My school food budget of £50 a year is so small that I’ve asked for donations of autumn fruits and vegetables for our preservation lessons. London gardens spill out their windfall apples and pears and we get plenty of beetroot and onions from the pickings of allotments. The keener students bring in blackberries and crab apples gathered in weekend forays round Epping Forest and from the derelict building sites around the area.
As the class shambles in, the tables are piled with boxes of apples in various stages of dilapidation. There is a donation of a large sack of very small onions.
They settle on their stools.
‘These lessons are about preserving things so that they will last longer. How are we going preserve these apples and onions so that they last over winter?’
Silence. They don’t care.
‘Come on, what shall we do with them?’
‘Put them on the compost heap, miss – them apples look rotten.’
Terry is good in the school garden so he should know.
He’s right – we need to remove the battered and bruised fruit but I must inspire thriftiness in this throwaway world.
‘We’re going to use the apples to make apple chutney and pickle those small onions in vinegar.’
It is clear from the grumbles and shuffling that they’d rather do scones like last week.
‘Hurry up – you have to make a choice! Apple chutney or pickled onions?’
They divide by sex. Girls choose chutney, boys the onions. This separation often happens. They are not choosing what they want to cook. The boys and girls just don’t want to work with each other.
On a school training day we’re told to mix up boys and girls and make them sit next to each other and work in mixed sex pairs. That weekend I’d gone for a drive in Mark’s smart company car round Richmond Park past herds of deer. The females huddled together and the giant stags patrolled the boundaries. No one made them mix up unless it was rutting season.
In the classroom girls cook in clean, organised workplaces and boys create a messy nest of ingredients and equipment which soon spills onto the floor and gets kicked under the tables.
Big boys preparing tiny onions make me laugh as they peel away the withered, brown skins, then top and tail the onions and put them in salted water. Gradually the tears flow.
‘What’s up Terry – does this lesson make you sad?’
Terry rubs his fists into his eyes. His whole face is pink and blubbery.
‘Class – don’t wipe your eyes with oniony hands – the juice gets in and makes the crying worse.’
They blink at me, tears dripping onto their chopping boards.
‘Me nan peels her onions under water so she don’t cry.’

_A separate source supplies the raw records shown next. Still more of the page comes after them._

PR #3051, opened 2023-05-09
Add DocumentSummaryRetriever

oaosman84:
Adds a DocumentSummaryRetriever, which takes a list of summary `Node`s, and uses the LLM to filter/score those `Node`s, returning the summaries that match the `query`.

If the interface/usage looks OK, can add examples. Here's from local notebook

image

### DIFF
--- a/llama_index/indices/registry.py
+++ b/llama_index/indices/registry.py
@@ -2,18 +2,9 @@
 
 from typing import Dict, Type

Bill dumps his onions in the butler’s sink full of cold water. A stream of dribble runs from his nose and plops in the water. Pickled onions and snot – now how are we going to make that safe to eat?
Squeals come from the girls who are peeling and chopping the pile of windfall apples. Liz has cut through a slug and its innards ooze onto the table.
‘Err miss – look at this thing!’ She can’t identify it as a slug.
‘I ain’t using them apples – they’ll poison me.’
Some girls gather in disgust to watch the slug shrivel in green slime. Liz prongs it with her knife and holds it up for all to see and share their revulsion at using this less than perfect fruit.
‘OK. Throw those apples away and clean down the work surface to remove the mess. We’re still going to use the rest.’
‘Miss, I ain’t eating food that has creepy things in it. Why do I have to do this lesson anyway?’
Liz slings her apron on the table and stomps out of the room. It’s her usual trick in lessons so she can meet her boyfriend at the school gates. He might not find the smell of vinegar, onions and rotten apples so attractive this time. But Liz wants to make babies and thinks school, and my lessons in particular, are rubbish.
Apple chutney is a compote of apples, onions and sultanas simmering in vinegar and brown sugar and the girls stir the spicy broth as it softens and thickens.
The boys have salted their onions and now pack them in hot Kilner jars and pour in hot, spicy, malt vinegar.
The fragrance of cooking wafts into the school corridors and attracts wandering staff and students who sniff the air and go Ah! like the Bisto ad.
Biff is a frequent visitor to my room. He gets sent out of most lessons to drift around the school in search of mischief and sources of entertainment.
‘Miss – this room always smells lovely – when can I do cooking with you – please let me in.’
‘One day – maybe – now get on your way. I expect the headmaster is waiting to see you.’
Steaming apple chutney is piled into jam jars, with a circle of waxed paper on top and covered with cellophane and an elastic band.
The labels on the jars are designed to impress for the highest marks.
Alice’s Amazing Apple Chutney 1973.
Paul’s Perfect Pickled Onions.
Maybe some are still maturing in a secret east end cupboard somewhere, waiting for discovery. And maybe, like Lea and Perrin’s Worcestershire sauce, they will become a mass produced delicacy found on future supermarket shelves.